**Required action**
From the entries below, transcribe exactly the lines between the line holding "merge this PR" and the line holding "## Motivation", inclusive; skip all other lines.

--- Records shown Enclosed Below ---

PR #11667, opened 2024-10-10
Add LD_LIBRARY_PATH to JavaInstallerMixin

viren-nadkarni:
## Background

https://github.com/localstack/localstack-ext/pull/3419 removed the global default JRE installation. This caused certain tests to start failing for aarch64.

--- End of Enclosed Records shown ---
--- Records shown Enclosed Below ---

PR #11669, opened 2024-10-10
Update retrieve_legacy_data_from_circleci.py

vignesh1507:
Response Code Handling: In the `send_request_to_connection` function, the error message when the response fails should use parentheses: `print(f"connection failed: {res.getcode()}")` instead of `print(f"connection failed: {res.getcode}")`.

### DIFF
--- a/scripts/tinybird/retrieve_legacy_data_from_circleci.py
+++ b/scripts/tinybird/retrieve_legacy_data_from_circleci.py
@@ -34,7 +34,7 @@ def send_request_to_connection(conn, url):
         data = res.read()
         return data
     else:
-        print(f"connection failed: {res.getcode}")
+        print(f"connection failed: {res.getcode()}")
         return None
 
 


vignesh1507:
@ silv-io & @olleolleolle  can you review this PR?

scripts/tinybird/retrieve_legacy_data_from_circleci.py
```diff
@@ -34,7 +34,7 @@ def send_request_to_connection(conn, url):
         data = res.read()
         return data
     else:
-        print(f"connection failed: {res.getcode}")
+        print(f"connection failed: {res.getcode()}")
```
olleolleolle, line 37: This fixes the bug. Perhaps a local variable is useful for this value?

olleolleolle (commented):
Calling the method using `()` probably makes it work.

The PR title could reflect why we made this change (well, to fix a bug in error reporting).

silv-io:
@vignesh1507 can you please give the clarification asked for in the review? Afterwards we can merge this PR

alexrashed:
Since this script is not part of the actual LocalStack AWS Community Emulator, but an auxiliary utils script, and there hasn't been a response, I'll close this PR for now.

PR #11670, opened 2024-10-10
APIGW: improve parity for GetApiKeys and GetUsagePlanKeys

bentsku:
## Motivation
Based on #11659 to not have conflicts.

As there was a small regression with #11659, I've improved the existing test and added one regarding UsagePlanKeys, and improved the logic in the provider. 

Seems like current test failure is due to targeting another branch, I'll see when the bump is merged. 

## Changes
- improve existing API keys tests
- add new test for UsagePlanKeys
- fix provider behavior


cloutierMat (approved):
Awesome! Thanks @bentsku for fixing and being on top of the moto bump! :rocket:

--- End of Enclosed Records shown ---

**Exercise solution**
@vignesh1507 can you please give the clarification asked for in the review? Afterwards we can merge this PR

alexrashed:
Since this script is not part of the actual LocalStack AWS Community Emulator, but an auxiliary utils script, and there hasn't been a response, I'll close this PR for now.

PR #11670, opened 2024-10-10
APIGW: improve parity for GetApiKeys and GetUsagePlanKeys

bentsku:
## Motivation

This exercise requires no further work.